Investigators have demonstrated that the development and progression of Alzheimer’s disease is influenced by damaged to the mitochondria — the energy center for each cell.
In particular, researchers discovered attacks on the mitochondrial protein Drp1 by the free radical nitric oxide causes a chemical reaction called S-nitrosylation that contributes to the neurodegeneration associated with Alzheimer’s disease.
Prior to this study, the mechanism by which beta-amyloid protein caused synaptic damage to neurons in Alzheimer’s disease was unknown. These findings suggest that preventing S-nitrosylation of Drp1 may reduce or even prevent neurodegeneration in Alzheimer’s patients.

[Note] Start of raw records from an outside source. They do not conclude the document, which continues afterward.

PR #492, opened 2016-11-03
Switch back to latest upstream django-allauth

mathjazz:
The bug our fork fixes is now fixed upstream, let's move back to using the official branch.

@jotes r? Is there a reason why we were using a pretty old version - 0.25.2? Maybe because we started working on FxA support before 0.26.0 was release?

BTW, shall we also remove all social accounts with provider Persona?


jotes:
I think that was the latest version at the time :D I think we can remove sociall accounts related to the persona and obviously remove persona from the settings.py just to be double sure.

PR #495, opened 2016-11-10
Make download prefix field mandatory

mathjazz:
@jotes r?

This makes the `permalink_prefix` and `url` fields mandatory and adds some helper text.


pontoon/base/models.py
```diff
@@ -890,18 +891,17 @@ class Repository(models.Model):
...
         choices=TYPE_CHOICES
     )
-    url = models.CharField("URL", max_length=2000, blank=True)
-
-    """
-    Prefix of the resource URL, used for direct downloads. To form a full
-    URL, relative path must be appended.
-    """
-    permalink_prefix = models.CharField("Permalink prefix", max_length=2000, blank=True)
+    url = models.CharField("URL", max_length=2000)
```
jotes: I think we can use [URLField](https://docs.djangoproject.com/en/1.10/ref/models/fields/#urlfield)

mathjazz: Sadly we can't. I remember trying that, but it didn't recognize the GitHub SSH-based URLs as valid.

PR #496, opened 2016-11-10
Add support for .xlf

mathjazz:
An Alternative .xliff file extension

@jotes r?

### DIFF
--- a/pontoon/base/models.py
+++ b/pontoon/base/models.py
@@ -1115,6 +1115,7 @@ class Resource(models.Model):
     FORMAT_CHOICES = (
         ('po', 'po'),
         ('xliff', 'xliff'),
+        ('xlf', 'xliff'),
         ('properties', 'properties'),
         ('dtd', 'dtd'),
         ('inc', 'inc'),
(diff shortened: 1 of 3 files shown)


pontoon/sync/vcs/models.py
```diff
@@ -343,10 +343,7 @@ def relative_resource_paths(self):
         """
         path = self.source_directory_path
         for absolute_path in self.resources_for_path(path):
-            # .pot files in the source directory need to be renamed to
-            # .po files for the locale directories.
-            if absolute_path.endswith('.pot'):
-                absolute_path = absolute_path[:-1]
+            absolute_path = source_to_locale_path(absolute_path)
```
mathjazz: Not part of the bug this is fixing, but I notice it while fixing it.

pontoon/base/models.py
```diff
@@ -1158,7 +1159,12 @@ def get_path_format(self, path):
         path_format = extension[1:].lower()
 
         # Special case: pot files are considered the po format
-        return 'po' if path_format == 'pot' else path_format
+        if path_format == 'pot':
```
jotes: I'd use a dict instead of a "switch" statement.

PR #499, opened 2016-11-11
Load jquery.mark.js lib before the script that uses it

mathjazz:
It's causing JS error in local development randomly:
`TypeError: item.unmark is not a function  translate.js:3306:7`

@jotes r?


jotes:
R+ :)

PR #501, opened 2016-11-16
Fix bug 1316171: JS_TRUSTED_ORIGINS can be loaded from ENV.

jotes:
@mathjazz I think this can be helpful on the production or even on the staging.


mathjazz:
Agreed!

And with that, we can also remove `localHostnames` from `pontoon.js`, right?

jotes:
Yup :)

16 lis 2016 09:24 "Matjaž Horvat" <notifications@github.com> napisał(a):

mathjazz:
r+

PR #506, opened 2016-11-24
Add support for downloading Firefox language packs

mathjazz:
@jotes r?

Adds the ability to download Firefox language packs from:
https://github.com/mathjazz/pontoon-langpacks

The repository is being updated every 20 minutes using the `make-langpacks.py` script.


bin/make-langpacks.py
```diff
@@ -0,0 +1,152 @@
...
+    'locales_url': 'https://api.bitbucket.org/2.0/repositories/mozilla-l10n'
+}]
+
+
+def write(text):
+    timestamp = datetime.datetime.now().strftime('[%Y-%m-%d %H:%M:%S] ')
+    print(timestamp + text)
+
+
+def execute(command, cwd=None):
```
jotes: Did you want to have something similar to subprocess.check_call?

mathjazz: Thanks for bringing it up! It doesn't seem to include the error message, which we also need.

The team of scientists, led by neuroscientist and clinical neurologist Stuart A. Lipton, M.D., Ph.D., director of the Del E. Webb Center for Neuroscience, Aging and Stem Cell Research, showed that S-nitrosylated Drp1 (SNO-Drp1) facilitates mitochondrial fragmentation, damaging regions of nerve cell communication called synapses.
Mitochondria are the energy storehouses of the cell, and their compromise by excessive fragmentation causes synaptic injury and eventual nerve cell death. Synapses are critical for learning and memory and their impairment leads to the dementia seen in Alzheimer’s patients.
“We now have a better understanding of the mechanism by which beta-amyloid protein causes neurodegeneration in Alzheimer’s disease,” said Dr. Lipton.
“We found that beta-amyloid can generate nitric oxide that reacts with Drp1. By identifying Drp1 as the protein responsible for synaptic injury, we now have a new target for developing drugs that may slow or stop the progression of Alzheimer’s.”
Drp1 is an enzyme that mediates fission or fragmentation of mitochondria. The Burnham researchers showed that excessive production of nitric oxide caused S-nitrosylation of Drp1 and induced excessive fragmentation of mitochondria in cultured nerve cells or neurons.
The scientists also showed that beta-amyloid protein multimers, which had been previously implicated in Alzheimer’s disease, induced formation of SNO-Drp1. Importantly, elevated SNO-Drp1 levels were also found in human brains of Alzheimer’s patients, but not in those with Parkinson’s disease or controls who didn’t have neurodegenerative diseases.
The paper was published in the April 3 issue of the journal Science.